Work item: Each line below that carries the string "freedesktop" must appear in the answer.

Stored data entries:
▶
PR #5126, opened 2022-08-18
nmcli: avoid changed status for most cases with VPN connections

yan12125:
##### SUMMARY

Follow-up https://github.com/ansible-collections/community.general/pull/4746

* `nmcli connection show` includes vpn.service-type but not vpn-type.
  Switching to vpn.service-type removes unneeded diffs while keeping
  the same functionality, as vpn-type is an alias of vpn.service-type
  per nm-settings-nmcli(1).

  NetworkManager also adds `org.freedesktop.NetworkManager.` prefix for
  known VPN types [1]. The logic is non-trivial so I didn't implement it
  in this commit. If a user specifies `service-type: l2tp`, changed will
  be always be True:
```Diff
-    "vpn.service-type": "org.freedesktop.NetworkManager.l2tp"
+    "vpn.service-type": "l2tp"
```
* The vpn.data field from `nmcli connection show` is sorted by keys and
  there are spaces around equal signs. I added codes for parsing such
  data.

Tests are also updated to match outputs of nmcli commands.

[1] https://gitlab.freedesktop.org/NetworkManager/NetworkManager/-/blob/1.38.4/src/libnm-core-impl/nm-vpn-plugin-info.c#L619

##### ISSUE TYPE
- Bugfix Pull Request

##### COMPONENT NAME
nmcli

##### ADDITIONAL INFORMATION
N/A

### DIFF
--- a/plugins/modules/net_tools/nmcli.py
+++ b/plugins/modules/net_tools/nmcli.py
@@ -923,7 +923,6 @@ options:
                 description: This defines the service type of connection.
                 type: str
                 required: true
-                choices: [ org.freedesktop.NetworkManager.pptp, org.freedesktop.NetworkManager.l2tp ]
             gateway:
                 description: The gateway to connection. It can be an IP address (for example C(192.0.2.1))
                     or a FQDN address (for example C(vpn.example.com)).
--- a/plugins/modules/net_tools/nmcli.py
+++ b/plugins/modules/net_tools/nmcli.py
@@ -923,7 +923,7 @@ options:
                 description: This defines the service type of connection.
                 type: str
                 required: true
-                choices: [ pptp, l2tp ]
+                choices: [ org.freedesktop.NetworkManager.pptp, org.freedesktop.NetworkManager.l2tp ]
             gateway:
                 description: The gateway to connection. It can be an IP address (for example C(192.0.2.1))
                     or a FQDN address (for example C(vpn.example.com)).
◀
Answer box:
  NetworkManager also adds `org.freedesktop.NetworkManager.` prefix for
-    "vpn.service-type": "org.freedesktop.NetworkManager.l2tp"
[1] https://gitlab.freedesktop.org/NetworkManager/NetworkManager/-/blob/1.38.4/src/libnm-core-impl/nm-vpn-plugin-info.c#L619
-                choices: [ org.freedesktop.NetworkManager.pptp, org.freedesktop.NetworkManager.l2tp ]
+                choices: [ org.freedesktop.NetworkManager.pptp, org.freedesktop.NetworkManager.l2tp ]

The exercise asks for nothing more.